Dawn, as always, came late to Veilgrad. The city was awake and alive well before sunrise appeared above the towering mountains that walled off the eastern horizon, its streets lit by a mixture of fairy lamps and firelight that reflected its blend of modern and classic Shaathist sensibilities.

The courtyard of the old trading guild hall which the Army had taken over was mostly in shadow, the lights being positioned primarily to illuminate the bays surrounding it. There were properly enclosed offices, but for the most part the sprawling structure was an open-air market, its roofless central area surrounded by roofed but unwalled spaces, with the actual building along the side opposite its broad gates. Those opened onto one of Veilgrad’s central squares, providing a lovely view of the fountain in the center and the cathedral beyond.

“Yes, it’s less secure than the barracks,” Major Razsha was saying in response to Gabriel’s question, “but security isn’t our primary concern, here.
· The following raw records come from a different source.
PR #381, opened 2024-03-22
Better handling for color in terminal

Its-Just-Nans:
Hi

With this PR

```
dust | less
```

will work out of the box

It checks if the output is a terminal (if not, it could be a pipe, so we disable the colors)

This PR also implements the https://no-color.org/ proposal

If you still want the colors you can use

```bash
dust -C
# or
dust --force-colors
```

Thanks !


bootandy:
Yeah this looks sensible, run `cargo fmt` and I'll accept it - thanks.

Its-Just-Nans:
Forgot it, done :)

bootandy:
Getting there, but still missing a few

Its-Just-Nans:
Maybe this time ? (I hope)

 and I added two tests :)

bootandy:
I'll clean the windows one

Its-Just-Nans:
I missed it !

Thanks!

PR #393, opened 2024-04-28
Redo 'Fix zsh completion' with clap

eatsu:
Because I'm not familiar with Rust, when I was working on https://github.com/bootandy/dust/pull/390 I didn't realize that the completions were auto-generated via clap. I'm sorry. This redoes it with clap.

This improves not only the completions but also the --help and the man page. Also the --output-format flag will raise an error if the given value is invalid.


eatsu:
Since dust prints sizes with units `B`, `K`, `M`, etc instead of `B`, `KiB`, `MiB`, I've changed the primary values for `--output` to `k`, `m`, etc and made `kib`, `mib`, etc their (hidden) aliases. Please let me know if this should be reverted.

bootandy:
>Since dust prints sizes with units B, K, M, etc instead of B, KiB, MiB, I've changed the primary values for --output-format to k, m, etc and made kib, mib, etc their (hidden) aliases. Please let me know if this should be reverted!

Yeah, let's revert this. This was my fault and I'm working on fixing it in 
https://github.com/bootandy/dust/pull/392

bootandy:
Are you doing anything special to generate `completions/_dust` ? - When I run a `cargo build` it seems to remove the variable from that file, I wonder if I have something configured incorrectly  

```
-'-d+[Depth to show]:depth' \
+'-d+[Depth to show]: : ' \
```

eatsu:
> This was my fault and I'm working on fixing it in
https://github.com/bootandy/dust/pull/392

I'm sorry if my explanation was not clear enough, but I think this (one letter units are preferred everywhere) is unrelated with the bug dust currently has?

To be clear (from my viewpoint):

- 1024 by default -> good, no problem
- dust prints sizes using the one letter units (B, K, M, ...) -> good, no problem
- `-o k` should be based on 1024
- `-o kib` should be based on 1024
- `-o kb` should be based on 1000

> Are you doing anything special to generate completions/_dust ? - When I run a cargo build it seems to remove the variable from that file, I wonder if I have something configured incorrectly

No, I installed rust using rustup and did not configure anything in particular. I'll look into it.

bootandy:
>I'm sorry if my explanation was not clear enough, but I think this (one letter units are preferred everywhere) is unrelated with the bug dust currently has?

You are correct. I misread your early message.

The gate guards are adequate to keep the public out. For purposes of this operation, the main attractions of the old trading hall are its central location in the city and its direct access to the catacombs.”

“I see,” Gabriel said, panning his stare around at the bay in which the Army had set up. Others had been used as staging areas for the search teams being dispatched, but all of those had gone underground an hour ago, thankfully taking the Huntsmen with them. The Shaathists, though eager to be helpful, were also eager to be boastful and several had made a point of trying to antagonize Trissiny. Now, the students and Razsha’s strike team, along with Adjavegh and the mages coordinating with the search teams, were clustered in the roofed bay closest to the catacombs access. Waiting.

Gabriel heaved a sigh and resumed pacing back and forth, Razsha watching him with open amusement. “This is insufferable.”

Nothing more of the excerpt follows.